**Problem requirements**
From the records below, count the lines containing the word "cake" and give only that number.

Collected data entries
╭──
PR #1565, opened 2016-06-12
Use NUnit.System.Linq for .NET 2.0 build

### LINKED ISSUE #1547: Create separate assembly for System.Linq compatibility classes
Our .NET 2.0 build includes mono classes from System.Linq namespace. It's not the full set AFAIK but it helps us write cleaner, more consistent code across the various builds. 

These classes are not referenced anywhere else right now, but they would be useful in the engine, which has to be built for 2.0 and possibly in the adapter, which we changed from 2.0 to 3.5 in order to use System.Linq.

We should investigate putting these in a separate assembly and repository and creating a package. It would essentially be a package for our own use, although others could download it. Once it has everything we want in it, I would  expect it to remain unchanged for long periods, however, we would want to version the packages just in case.

@nunit/core-team What do you think?

CharliePoole:
Fixes #1547


CharliePoole:
I added deployment to MyGet here so as to avoid a merge conflict later. The next build should __not__ anything to our MyGet feed, but once this is merged, it should rebuild master and the packages should be deployed there.

ChrisMaddock:
@CharliePoole - Minor point: adding the myget feed as a required package source does now mean the solution can't be built in VS straight off.

I know the cake file is intended to be used for building, but would it be worth adding a solution level nuget.config with the myget package source, so it can still be build directly in VS? 
Such as: http://stackoverflow.com/q/33831689/1768779

rprouse:
@ChrisMaddock that is my fault for not catching it in the merge. I know better :frowning: 

Here is NuGet.config that will work. I will create a PR and add.

```
<configuration>
  <packageSources>
    <clear/>
    <add key="CI Builds (AppVeyor)" value="https://ci.appveyor.com/nuget/nunit" />
    <add key="Internal Builds (MyGet)" value="https://www.myget.org/F/nunit/api/v2" />
    <add key="nuget.org" value="https://api.nuget.org/v3/index.json" protocolVersion="3" />
  </packageSources>
</configuration>
```

CharliePoole:
So guys... educate me here please... I as able to build in VS - I just selected the MyGet source in the IDE. What am I missing?

rprouse:
@CharliePoole did you add the MyGet source in the Visual Studio options? It shouldn't be in the dropdown unless you added it or it is in a higher level NuGet.config.

I am testing now...

rprouse:
Confirmed, doesn't work for me. PR to follow shortly.

CharliePoole:
I did add it in the VS options. Doesn't it persist that for the solution?

rprouse:
No, those are just personal, they are saved in the Visual Studio settings.

ChrisMaddock:
Cheers @rprouse. :-)

CharliePoole:
So if we add the config, should we remove the explicit reference to the two repositories in build.cake?

rprouse:
@CharliePoole I think we can remove those explicit references, but I haven't.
╰──
**Task result**
2